Figure 13 shows the evolution of the BMWD in the PMB subjected to different levels of artificial aging. Again, there is a significant difference between the bulk and solution. The effect of aging on the distributions is different than that observed for the unmodified binder. There is almost no horizontal stretching, and the three peaks behave differently. The first one, which corresponds to a small MW, seems invariant; the second one, the intermediate MW, decreases; the third one, polymer-bond molecules, increases. Although the thermal degradation of the polymer causes chain breaking and weakens the network, the latter is still present, and the oxidative aging increases the number of molecules with reduced mobility.

5. Conclusions

The various analogies between polymers and bitumen enable similar characterization techniques to be used for both materials. However, if polymers have a homogeneous composition, then bitumen molecules cover a sort of continuous spectrum, from small nonpolar paraffinic chains to large and rigid asphaltenes with polar functional groups.

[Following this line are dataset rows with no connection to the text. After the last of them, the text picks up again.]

PR #9259, opened 2025-09-22
Revert "hip: function: introduce runs cache in hip functions (#9100)"

wendyliang25:
This reverts commit b2f0c97545ff20e0fb7d0d51e6b136dfb3461b52. Different resources pooling for an XRT run are handled within XRT, it is not required to have XRT runs pooling in HIP.


src/runtime_src/hip/core/event.cpp
```diff
@@ -132,7 +132,7 @@ kernel_start::kernel_start(std::shared_ptr<stream> s, std::shared_ptr<function>
    */
 
   // create run object and set args
-  r = func->get_run();
+  r = xrt::run(k);
```
chvamshi-xilinx, line 137: Do we still need definitions of get_run and release_run?

wendyliang25: Hi @chvamshi-xilinx , good catch, i have removed the `get_run()` and `release_run()`, could you check again? thanks

chvamshi-xilinx (approved):

PR #9260, opened 2025-09-22
[XDP] Add support to configure trace/profile for a specific partition in a multipartition scenario

snigdha-gupta:
In a multipartition scenario, there was no way to configure trace and profile for a specific partition. This commit adds support for configuring trace and profile for a specific partition. Trace and profile settings are independent of each other, allowing flexibility to users.

N/A - this is a feature enhancement

Implemented first-match logic: the first matching partition is configured. Trace and profile can be configured independently per partition (e.g., partition 1 can have profile enabled but trace disabled)

Since first-match is used, the order of partition configurations matters

Tested on VCK190 for the following cases:
- First-match logic with overlapping partitions
- Independent trace and profile settings per partition
- Edge cases: no matching partition, all partitions match

The first-match behavior and independence of trace and profile settings should be documented for ease of users


IshitaGhosh (approved):
Changes look good for single threaded host application.
@snigdha-gupta  If host application creates HW Contexts using multiple threads, this new implementation might end up configuring AIE Profile/Trace for multiple contexts. However, this is a complicated scenario and can be revisited later.

PR #9261, opened 2025-09-23
Drop redundant assignment operator for xrt::uuid

shramov:
Code that resets uuid variable using value assigment `uuid_variable = {};` is broken after #8622 

Drop redundant assignment operator.
xrt::uuid already has non-explicit constructor from xuid_t that enables assignment from xuid_t.

Removed operator is choosen by compiler in value assignment `uuid_variable = {};` that leads to call with null pointer and segmentation fault.

Minimal example that demonstrates bug: https://godbolt.org/z/GvExv98j8 (line 52)
Minimal code that uses xrt/xrt_uuid.h header (compile with `g++ -ouuid uuid.cc -luuid`):

```
#include <xrt/xrt_uuid.h>

int main()
{
	xrt::uuid uuid = {};
	uuid = {};
}
```

### DIFF
--- a/src/runtime_src/core/include/xrt/xrt_uuid.h
+++ b/src/runtime_src/core/include/xrt/xrt_uuid.h
@@ -1,19 +1,6 @@
-/**
- * Copyright (C) 2016-2021 Xilinx, Inc
- *
- * Licensed under the Apache License, Version 2.0 (the "License"). You may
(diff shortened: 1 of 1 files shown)


stsoe:
CI is  picky about when it can validate a PR.  I am merging this PR without CI validation. @manikandan-xilinx

PR #9262, opened 2025-09-23
Get partition size from xclbin instead of shim

rbramand-xilinx:
Added logic to get partition size from xclbin at the time of hw ctx creation instead of calling a virtual function on shim handle
Also fixed a small bug when setting elf flow

This change is added for EOU which eliminates adding overriding functions in all required shims as information can be parsed from xclbin at userspace

Low

Tested by running preemption scratchpad test on Strix and the test works as expected

NA

### DIFF
--- a/src/runtime_src/core/common/api/xrt_hw_context.cpp
+++ b/src/runtime_src/core/common/api/xrt_hw_context.cpp
@@ -295,6 +295,7 @@ public:
       m_hdl = m_core_device->create_hw_context(elf, m_cfg_param, m_mode);
       m_partition_size = part_size;
       create_module_map(elf);
+      m_elf_flow = true; // ELF flow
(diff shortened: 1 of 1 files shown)


src/runtime_src/core/common/api/xrt_hw_context.cpp
```diff
@@ -187,10 +189,32 @@ class hw_context_impl : public std::enable_shared_from_this<hw_context_impl>
...
+        return 0;
+
+      // try to get partition size from xclbin AIE_METADATA section
+      auto aie_part = xrt_core::xclbin::get_aie_partition(axlf);
+      return aie_part.ncol;
+    }
+    catch (...) {
+      return 0;
+    }
+  }
```
stsoe, line 211: I think this function and aie_paritition_obj from xclbin_parser.* all belongs in xrt_xclbin.*   But that's more work, and maybe silly if we are obsoleting xclbins.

Based on their interactions and aggregation, these molecules are arranged in very complex internal structures, which are often identified as colloidal and are determined by the relative abundance of the different components. The internal structure is, therefore, highly sensitive to the material composition and can change quite easily. In both polymers and bitumen, the structure and cohesive energy can be altered by parameters such as temperature, mechanical stress, oxidative aging and additives. However, in bitumens, there is an unstable colloidal equilibrium. This is why their behavior changes from Newtonian liquid to brittle solid within a fairly limited temperature range. The concept of the MWD of bitumen is thus different from that of polymers. The dimension of a single molecule contains less information than that of a polymer because its mobility also depends on the composition. Therefore, in relation to processing and in-service life, the molecules cannot be considered as single entities, but must be evaluated along with all their surroundings. The consequence is that, for bitumen, the difference between the bulk and solution MWDs is somewhat larger than it is for polymers. The bulk distribution has a closer relationship with the internal structure of the materials and is thus preferable when evaluating those properties that strictly depend on it, such as the degree of aging and the effect of additives/modifiers. The solvent separates the molecules; thus, the SMWD should be used when the size of the molecules is important (for example, in quantitative and qualitative evaluations of an added ingredient, such as a polymer or rejuvenator). Lastly, it is important to highlight that bulk and solution distributions clearly have many uncertainties, which means that, irrespective of the purpose, they should only be used to compare binders based on the same base bitumen.